* [TASK OBJECTIVE]: A single number is the required answer: the count of lines in the listing below that hold the string "binary".

* [EXERCISE DATA]:
PR #10860, opened 2021-03-25
Fix handling of binary package uploads.

Ferroin:
##### Summary

SSIA.

This is mostly switching to using the existing PackageCloud wrapper script to handle the uploads instead of doing it directly with cURL.

##### Component Name

area/ci

##### Test Plan

Tested locally on my fork of the Netdata repo.


Ferroin:
Merging without waiting for reviews or CI as this needs to be in for tonight’s nightlies and can’t make things worse than they already are WRT binary packages.

PR #10879, opened 2021-03-29
Change notifications email subject

MrZammler:
##### Summary

Change the email subject on alarm-notify.sh script. It should now read for example `CRITICAL: exporting metrics lost = 96.1 metrics, on winterland`

It also adds the `$info` variable to the `Details` part of the email.

##### Component Name

Health


jacekkolasa (approved):
good stuff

* [RESULT FOR THIS TASK]: 2